A few pages back on 305-6 she comes to the following, rather inspiring conclusion:
'All the world faiths put suffering at the top of their agenda, because it is an inescapable fact of human life, and unless you see things as they really are, you cannot live correctly. But even more important, if we deny our own pain, it is all too easy to dismiss the suffering of others. Every single one of the major traditions --- Confucianism, Buddhism and Hinduism, as well as the monotheisms --- teaches a spirituality of empathy, by means of which you relate your own suffering to that of others. Hyam had quoted Hillel's Golden Rule, which tells you to look into your own heart, find out what distresses you, and then refrain from inflicting similar pain on other people. That, Hillel had insisted, was the Torah, and everything else was commentary. This, I was to discover, was the essence of the religious life.'

Having compassion, and not only for those who consider themselves religious, is as important to a civilized society as freedom of expression.

The Spiral Staircase by Karen Armstrong was published by HarperCollins in 2004.

In the Saturday-Sunday edition of the International Herald Tribune, Zsofia Szilagyi writes on media responsibility in Publishing Those Cartoons was a Mistake.
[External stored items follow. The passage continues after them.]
PR #724, opened 2022-10-18
Await TCP copy goroutines in connector.Run

psFried:
**Description:**

When running connectors using the TCP mode, it was possible that the goroutines copying data between the socket and the "adapter" wrapper would still be running after the call to `Run` returned. This caused a panic in the capture runtime, due to the wrapper attempting to send a deserialized message on a channel that's already been closed.

The short term (hope springs eternal) fix that's implemented in this PR will await the completion of those goroutines before returning from the `runCommand` function. A better factoring, once we no longer need to support stdin/out connectors, would be to simply eliminate the wrapper altogether, and have the runtime dial the connector as you would any normal gRPC service.

- - -
This change is [Reviewable](https://reviewable.io/reviews/estuary/flow/724)

### DIFF
--- a/go/connector/run.go
+++ b/go/connector/run.go
@@ -244,21 +244,22 @@ func runCommand(
 				fe.onError(connErr)
 				// We're not going to run the copy goroutines, so decrement
 				// the waitgroup now.
-				group.Add(-2)
+				group.Done()
+				group.Done()
 				return
 			}
 
 			// Copy |writeLoop| into socket
 			go func() {
 				fe.onError(writeLoop(conn))
-				group.Add(-1)
+				group.Done()
 			}()
 
 			// Read from socket connection and delegate to output through the error interceptor
 			go func() {
 				var _, err = io.Copy(outputInterceptor, conn)
 				fe.onError(err)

She writes: 'There is no doubt that freedom of speech is an essential foundation of any democracy. But when newspapers insist on this right, they have to understand that they do not -- alone --- create the context and lifespan of their messages.' Further she addes: '.....once messages are out in public, they develop a life of their own and become subject to multiple interpretations, and often manipulation that serves political agendas.' www.iht.com/articles/2006/02/03/opinion/edsofia.php.